On December 5, 2011, BreakOUT! met with Stephanie Landry, Jean Jordan, Ernest Demma, and Bernell Nevil from the NOPD and reviewed the policies from other jurisdictions, which included policies from New York, Washington, D.C., and San Francisco, and again shared stories of their members who had complaints with the NOPD. Representatives from the NOPD, including Jean Jordan in charge of writing policy, told them they would be back in touch with a draft for BreakOUT! members to review in a short while. At this meeting, they were encouraged to develop a video for use in officer trainings.
On January 17, 2012 BreakOUT! delivered “We Deserve Better” to you, a video of LGBTQ young people in New Orleans sharing their experiences with the NOPD and recommendations for reform. Less than one week later, the video was shown in your in-service officer trainings and promised to be shown for the next 41 weeks. They later discovered that the video is not consistently being shown to officers, despite the commitment made by your Department.
On March 26, 2012 they brought LGBTQ policing expert, Andrea Ritchie, to meet with representatives from your Department to discuss the policies being developed in New York City so that they could ask questions about the process, implementation, and other concerns or questions they may have about the policies. At this meeting, BreakOUT! asked for a timeline by which they could expect a draft.
Throughout this time they were also communicating with the Department of Justice, who validated their concerns and echoed many of their recommendations with language in the proposed Consent Decree that was developed in July 2012. They filed comments to the Judge from members in August 2012 and then submitted a declaration in support of the Consent Decree in September 2012, applauding many of the LGBTQ provisions.
During this time, they also began to work on their own proposed policy for your Department, written by their members themselves and based on best practices from around the country as well as their members’ own experiences with the NOPD.

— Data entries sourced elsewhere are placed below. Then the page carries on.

PR #301, opened 2021-01-12
[Snack] Version the docs

jack-r-warren:
### Purpose

- Ed mentioned that it is weird that we don't version docs at all, I think it is a good point

### Changes

- Enabled "keep_files" on our GH Pages deploy action so it doesn't delete things not replicated in the last build, because...
- ...release actions now deploy the docs into a subfolder, so https://broadinstitute.github.io/wfl/v0.5.0 or whatever
- No one would know about that link so now we add a note to the release [here](https://github.com/broadinstitute/wfl/releases)
  - While we're at it, inject the most recent changelog section into those notes
- **TL;DR: current docs stay the same, but now we also get versioned docs linked to from the release for free**

### Review Instructions

- I had a touch of free time and figured I might be able to tackle this. Just an idea, not beholden to it at all

### DIFF
--- a/.github/workflows/release_latest_version.yml
+++ b/.github/workflows/release_latest_version.yml
@@ -27,7 +27,7 @@ jobs:
           # Maps tcp port 5432 on service container to the host
           - 5432:5432
     env:
-      MODULES: api ui functions/aou functions/sg
+      MODULES: api ui functions/aou functions/sg docs
 
     steps:
       - name: prepare sources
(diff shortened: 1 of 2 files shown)


.github/workflows/release_latest_version.yml
```diff
@@ -170,3 +170,29 @@ jobs:
...
+        uses: actions/create-release@v1
+        env:
+          GITHUB_TOKEN: ${{ secrets.GITHUB_TOKEN }}
+        with:
+          tag_name: ${{ steps.version.outputs.VERSION }}
+          body: |
+            Docs available at [broadinstitute.github.io/wfl/${{ steps.version.outputs.VERSION }}](https://broadinstitute.github.io/wfl/${{ steps.version.outputs.VERSION }})
+
+            [Changes](https://github.com/broadinstitute/wfl/blob/${{ steps.version.outputs.VERSION }}/CHANGELOG.md):
+            ${{ steps.version.outputs.CHANGELOG }}
```
rexwangcc, line 198: My understanding is this step of Action will create a separate git tag for the docs, in addition to what `make_git_tag` in `cli.py` created?

jack-r-warren: The `create-release` action here only makes a tag if one doesn't already exist (see how `commitish` [here](https://github.com/actions/create-release#inputs) is unused if the tag already exists). The action here is like if we went to [the releases page ourselves](https://github.com/broadinstitute/wfl/releases/new) and made a release from an existing tag.

Tags are already present on the [releases page](https://github.com/broadinstitute/wfl/releases) anyway, this just formalizes it so we can add some description text

rexwangcc: I see. Thanks for the explanation!

rexwangcc (approved):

On October 24, 2012, they presented in front of the City Council Criminal Justice Subcommittee, and were the only items on the agenda for that day. At this hearing, they shared a statement by BreakOUT!, testimony from Black young transgender women with experiences with the NOPD, and submitted their proposed LGBTQ policy to your Department, specifically Jean Jordan and Otha Sandifer, and representatives from City Council. Over 50 individuals and organizations came to support BreakOUT! and many offered public testimony in support of their policy. Later that day, they emailed an electronic copy of their proposed policy to representatives who attended the meeting. Although you did not attend the meeting, BreakOUT! ensured you also got the information and model policy for your reference and emailed it again on November 15, 2012.
We now understand that your Department plans to have an LGBTQ policy in place before Mardi Gras and the Super Bowl, which is just a couple of weeks away. While our City desperately needs an LGBTQ policy in the NOPD sooner rather than later, we want to ensure it is written with community input and is an effective policy based on best practices and the direct experiences of BreakOUT! members. Further, we want the NOPD to keep its promise to BreakOUT! and show a true commitment to reforming the NOPD with actual community engagement and input, rather than pushing a policy through at the last minute.
We write to tell you to send BreakOUT! your draft policy immediately, schedule a meeting with BreakOUT! members to review the draft policy, and follow through on your commitment to negotiating a policy with them so that we can assure that reforms will be effective and truly increase the safety of LGBTQ youth and our entire New Orleans community.